Exercise brief :: From the records below, please return each line that holds the word "impl".

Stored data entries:
PR #269, opened 2022-09-20
eventfeed/eventspersistance: exclude incorrect error log

jsign:
Looking at the logs I see this error message `sql: transaction has already been committed or rolled back`, which looked odd.

That message corresponds to `sql.ErrTxDone`, which signals that you can't do any further operation in the transaction since it was already finished (Committed or Rollbacked).

Our idiom was fine since it is a good practice always to defer a rollback to cover any error-early-return case, so we roll back the transaction. If the execution was fine (and thus Committed), Rollback is a noop. 

The problem here was that it only makes sense to log the Rollback error if isn't `sql.ErrTxDone` (which signals that there was a commit since all went fine).

### DIFF
--- a/pkg/eventprocessor/eventfeed/impl/eventfeed.go
+++ b/pkg/eventprocessor/eventfeed/impl/eventfeed.go
@@ -2,6 +2,7 @@ package impl
 
 import (
 	"context"
+	"database/sql"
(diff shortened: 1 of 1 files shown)


brunocalza (approved):
good catch!

PR #272, opened 2022-09-21
Use extract for mode=list

asutula:
This is to provide compatibility with urls using `mode=list` for NFT metadata


sanderpick (approved):
can't say i understand the change cause i haven't dived into the logic, but considering it's a hotfix... lgtm!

Exercise result ::
--- a/pkg/eventprocessor/eventfeed/impl/eventfeed.go
+++ b/pkg/eventprocessor/eventfeed/impl/eventfeed.go
@@ -2,6 +2,7 @@ package impl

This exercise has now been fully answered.